Instructions for the task:
Would you reproduce every line of the material exactly?

The records:
PR #1045, opened 2026-06-24
feat(gateway): conversation threads over HTTP — list, fetch, manage, search, live feed

### LINKED ISSUE #972: Gateway: expose conversation threads over HTTP (list + fetch transcript)
_Found while building conversation-management features for the **concierge** integration against AstridOS @ `cd43283` (read kernel source + external `capsule-*` repos). Evidence cited at that ref._

**Severity: major.** There is no gateway route to **list a principal's conversation threads** or **fetch a thread's transcript**. The authed route table (`crates/astrid-gateway/src/routes/mod.rs:57-127`) covers auth/principals/caps/quotas/groups/invites/capsules/env/audit + `/api/agent/prompt`, but nothing for sessions. Transcripts are reachable only in-band over IPC (`session.v1.request.get_messages`), which the gateway never exposes. `capsule-session` also has no enumeration verb and no index key, and host KV `kv-list-keys` is namespace-internal — so a paired device/backend cannot discover or render existing threads via any first-class API.

**Ask:** add `GET /api/agent/sessions` (list, with metadata) and `GET /api/agent/sessions/{id}/messages` (transcript), backed by new `capsule-session` list/get verbs. This is the blocker for multi-device chat history in a client app.

### LINKED ISSUE #973: Gateway: per-principal live conversation feed (multi-device sync)
_Found while building conversation-management features for the **concierge** integration against AstridOS @ `cd43283` (read kernel source + external `capsule-*` repos). Evidence cited at that ref._

**Severity: major.** No standalone, per-principal SSE feed of conversation activity exists, so a second paired device cannot see another device's in-flight turn live. `GET /api/agent/prompt` (`crates/astrid-gateway/src/routes/agent.rs`) streams only the caller's own POSTed turn, filtered to that caller's `session_id` (`forward_event`, ~:275-297), 5-min cap. `GET /api/events` (`routes/events.rs`) is audit-only (`AUDIT_TOPIC="astrid.v1.audit.entry"`). `agent.v1.session_changed` is emitted by capsule-react but never exposed as a subscribable per-principal endpoint.

**Ask:** add e.g. `GET /api/agent/stream` — a per-principal SSE subscription fanning `agent.v1.*` for the caller's principal — so all paired devices (which act as the same principal) mirror conversations live.

joshuajbouw:
## Linked Issue

Closes #972
Closes #973

## Summary

Adds the HTTP gateway surface for conversation threads: list, fetch, manage, and search the caller's threads, plus a per-principal live SSE feed for multi-device sync. All routes are authenticated and principal-stamped — the kernel scopes `capsule-session`'s KV to the caller, so a caller only ever sees its own threads, and the path `:id` / query / body never substitute for the verified principal. Every route is a thin proxy to `capsule-session` over the in-process event bus.

## Changes

- `GET /api/agent/sessions` — paginated thread list (`limit`/`cursor`, `include_archived`, `total`).
- `GET /api/agent/sessions/:id` — one thread's metadata; `GET /:id/messages` — its transcript.
- `PATCH /api/agent/sessions/:id` — rename / archive via a metadata patch (forwards only the body keys actually sent, so absent ≠ clear; a smuggled `session_id` is dropped).
- `DELETE /api/agent/sessions/:id` — hard delete (`{ deleted }`, principal-scoped, no existence oracle).
- `GET /api/agent/sessions/search` — keyword search (`q`, `limit` default 20/cap 100, `cursor`, `include_archived`).
- `GET /api/agent/stream` — per-principal live feed (#973): `agent.v1.*` (in-flight turns) + `session.v1.event.*` (thread lifecycle), both subscribed `Some(Some(principal))` so a foreign principal's events are dropped at the bus before entering the stream. Not session-scoped (fans all of the caller's threads).
- Mixed-fleet 501 gate on the 1.1 verbs (list/get_meta/update/delete/search return a clean `501` when no session capsule implements them, instead of timing out); the transcript route stays ungated (its `get_messages` verb exists in 1.0).
- New `NotImplemented` (501) error variant; an in-process `CapsuleTopicProbe` (cap-free, every-caller) backs the gate. Count-only metrics; all routes + schemas registered in OpenAPI.

## Test Plan

- `cargo test -p astrid-gateway` — 141 tests, including live-`EventBus` request/reply round-trips and the #973 cross-principal isolation test (a foreign-principal event is never delivered to a principal-scoped feed).
- `cargo fmt --all -- --check`, `cargo check --workspace --all-features`, `cargo clippy --workspace --all-features -- -D warnings` — all clean.
- Not yet runtime-verified on a live daemon (HTTP routes + live feed exercised by unit/integration tests, not an end-to-end run).

The gateway proxies by string topic + serde, so it builds independently of the `astrid-bus:session` 1.1.0 WIT pin; it consumes the new `session.v1.*` verbs shipped in the capsule-session + wit changes.


joshuajbouw:
Thanks — addressed in e762468:

1. **list `include_archived` + `total`** — real gap, fixed. `SessionListQuery` now accepts `include_archived` and forwards it; `SessionListResponse` surfaces `total`. The capsule already supported both verbs end-to-end; the gateway just wasn't exposing them. Tests + OpenAPI updated.
2. **CHANGELOG `GetCapsuleMetadata`** — correct, it was a stale entry. The gate uses the in-process, capability-free `CapsuleTopicProbe` (deliberately *not* the cap-gated `GetCapsuleMetadata`, which would 403 ordinary callers and leak the capsule inventory). CHANGELOG corrected.
3. **`capsule_timeout` hardcoded constant** — fixed; it now formats the error with the actual `timeout` argument.
4. **probe double-allocation** — fixed. `capsule_topic_probe` now short-circuits on the first subscribing capsule via a new `readiness::manifest_subscribes_topic` predicate, dropping both `Vec` allocations.
5. **`Duration::from_hours`** — kept as-is. It is stable on the pinned toolchain (Rust 1.95), and `from_secs(60*60)` actually *fails* CI here: clippy's `duration_suboptimal_units` lint (a hard error under `-D warnings`) requires `from_hours(1)`.

joshuajbouw:
Round 2 — addressed in 8058b57:

- **`ensure_list_supported` 501 message / naming** (sessions.rs) — fixed. The gate covers `get_meta`/`update`/`delete`/`search` as well as `list`, so it's renamed `ensure_session_mgmt_supported` and the 501 message no longer says "listing" (which read wrong on `PATCH`/`DELETE`/`search`) — it now names the 1.1 conversation-management verb set. It still probes the `list` verb specifically as a proxy, since the whole set ships in one capsule.
- **`GatewayState.topic_probe` doc** (state.rs:258) — fixed; it now lists all the routes that gate on it, not just `/sessions`.
- **`stream.rs` `to_string(&ready).unwrap_or_default()`** — kept as-is. It mirrors the established SSE ready-event pattern in `agent.rs` (lines 276 and 449), and `FeedReady` is a single-`String` struct whose serialization is infallible, so the empty-default branch is unreachable. Switching just this one site to `expect` would diverge from the sibling routes for no real gain; consistency wins here.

Result of this task:
PR #1045, opened 2026-06-24
feat(gateway): conversation threads over HTTP — list, fetch, manage, search, live feed

### LINKED ISSUE #972: Gateway: expose conversation threads over HTTP (list + fetch transcript)
_Found while building conversation-management features for the **concierge** integration against AstridOS @ `cd43283` (read kernel source + external `capsule-*` repos). Evidence cited at that ref._

**Severity: major.** There is no gateway route to **list a principal's conversation threads** or **fetch a thread's transcript**. The authed route table (`crates/astrid-gateway/src/routes/mod.rs:57-127`) covers auth/principals/caps/quotas/groups/invites/capsules/env/audit + `/api/agent/prompt`, but nothing for sessions. Transcripts are reachable only in-band over IPC (`session.v1.request.get_messages`), which the gateway never exposes. `capsule-session` also has no enumeration verb and no index key, and host KV `kv-list-keys` is namespace-internal — so a paired device/backend cannot discover or render existing threads via any first-class API.

**Ask:** add `GET /api/agent/sessions` (list, with metadata) and `GET /api/agent/sessions/{id}/messages` (transcript), backed by new `capsule-session` list/get verbs. This is the blocker for multi-device chat history in a client app.

### LINKED ISSUE #973: Gateway: per-principal live conversation feed (multi-device sync)
_Found while building conversation-management features for the **concierge** integration against AstridOS @ `cd43283` (read kernel source + external `capsule-*` repos). Evidence cited at that ref._

**Severity: major.** No standalone, per-principal SSE feed of conversation activity exists, so a second paired device cannot see another device's in-flight turn live. `GET /api/agent/prompt` (`crates/astrid-gateway/src/routes/agent.rs`) streams only the caller's own POSTed turn, filtered to that caller's `session_id` (`forward_event`, ~:275-297), 5-min cap. `GET /api/events` (`routes/events.rs`) is audit-only (`AUDIT_TOPIC="astrid.v1.audit.entry"`). `agent.v1.session_changed` is emitted by capsule-react but never exposed as a subscribable per-principal endpoint.

**Ask:** add e.g. `GET /api/agent/stream` — a per-principal SSE subscription fanning `agent.v1.*` for the caller's principal — so all paired devices (which act as the same principal) mirror conversations live.

joshuajbouw:
## Linked Issue

Closes #972
Closes #973

## Summary

Adds the HTTP gateway surface for conversation threads: list, fetch, manage, and search the caller's threads, plus a per-principal live SSE feed for multi-device sync. All routes are authenticated and principal-stamped — the kernel scopes `capsule-session`'s KV to the caller, so a caller only ever sees its own threads, and the path `:id` / query / body never substitute for the verified principal. Every route is a thin proxy to `capsule-session` over the in-process event bus.

## Changes

- `GET /api/agent/sessions` — paginated thread list (`limit`/`cursor`, `include_archived`, `total`).
- `GET /api/agent/sessions/:id` — one thread's metadata; `GET /:id/messages` — its transcript.
- `PATCH /api/agent/sessions/:id` — rename / archive via a metadata patch (forwards only the body keys actually sent, so absent ≠ clear; a smuggled `session_id` is dropped).
- `DELETE /api/agent/sessions/:id` — hard delete (`{ deleted }`, principal-scoped, no existence oracle).
- `GET /api/agent/sessions/search` — keyword search (`q`, `limit` default 20/cap 100, `cursor`, `include_archived`).
- `GET /api/agent/stream` — per-principal live feed (#973): `agent.v1.*` (in-flight turns) + `session.v1.event.*` (thread lifecycle), both subscribed `Some(Some(principal))` so a foreign principal's events are dropped at the bus before entering the stream. Not session-scoped (fans all of the caller's threads).
- Mixed-fleet 501 gate on the 1.1 verbs (list/get_meta/update/delete/search return a clean `501` when no session capsule implements them, instead of timing out); the transcript route stays ungated (its `get_messages` verb exists in 1.0).
- New `NotImplemented` (501) error variant; an in-process `CapsuleTopicProbe` (cap-free, every-caller) backs the gate. Count-only metrics; all routes + schemas registered in OpenAPI.

## Test Plan

- `cargo test -p astrid-gateway` — 141 tests, including live-`EventBus` request/reply round-trips and the #973 cross-principal isolation test (a foreign-principal event is never delivered to a principal-scoped feed).
- `cargo fmt --all -- --check`, `cargo check --workspace --all-features`, `cargo clippy --workspace --all-features -- -D warnings` — all clean.
- Not yet runtime-verified on a live daemon (HTTP routes + live feed exercised by unit/integration tests, not an end-to-end run).

The gateway proxies by string topic + serde, so it builds independently of the `astrid-bus:session` 1.1.0 WIT pin; it consumes the new `session.v1.*` verbs shipped in the capsule-session + wit changes.


joshuajbouw:
Thanks — addressed in e762468:

1. **list `include_archived` + `total`** — real gap, fixed. `SessionListQuery` now accepts `include_archived` and forwards it; `SessionListResponse` surfaces `total`. The capsule already supported both verbs end-to-end; the gateway just wasn't exposing them. Tests + OpenAPI updated.
2. **CHANGELOG `GetCapsuleMetadata`** — correct, it was a stale entry. The gate uses the in-process, capability-free `CapsuleTopicProbe` (deliberately *not* the cap-gated `GetCapsuleMetadata`, which would 403 ordinary callers and leak the capsule inventory). CHANGELOG corrected.
3. **`capsule_timeout` hardcoded constant** — fixed; it now formats the error with the actual `timeout` argument.
4. **probe double-allocation** — fixed. `capsule_topic_probe` now short-circuits on the first subscribing capsule via a new `readiness::manifest_subscribes_topic` predicate, dropping both `Vec` allocations.
5. **`Duration::from_hours`** — kept as-is. It is stable on the pinned toolchain (Rust 1.95), and `from_secs(60*60)` actually *fails* CI here: clippy's `duration_suboptimal_units` lint (a hard error under `-D warnings`) requires `from_hours(1)`.

joshuajbouw:
Round 2 — addressed in 8058b57:

- **`ensure_list_supported` 501 message / naming** (sessions.rs) — fixed. The gate covers `get_meta`/`update`/`delete`/`search` as well as `list`, so it's renamed `ensure_session_mgmt_supported` and the 501 message no longer says "listing" (which read wrong on `PATCH`/`DELETE`/`search`) — it now names the 1.1 conversation-management verb set. It still probes the `list` verb specifically as a proxy, since the whole set ships in one capsule.
- **`GatewayState.topic_probe` doc** (state.rs:258) — fixed; it now lists all the routes that gate on it, not just `/sessions`.
- **`stream.rs` `to_string(&ready).unwrap_or_default()`** — kept as-is. It mirrors the established SSE ready-event pattern in `agent.rs` (lines 276 and 449), and `FeedReady` is a single-`String` struct whose serialization is infallible, so the empty-default branch is unreachable. Switching just this one site to `expect` would diverge from the sibling routes for no real gain; consistency wins here.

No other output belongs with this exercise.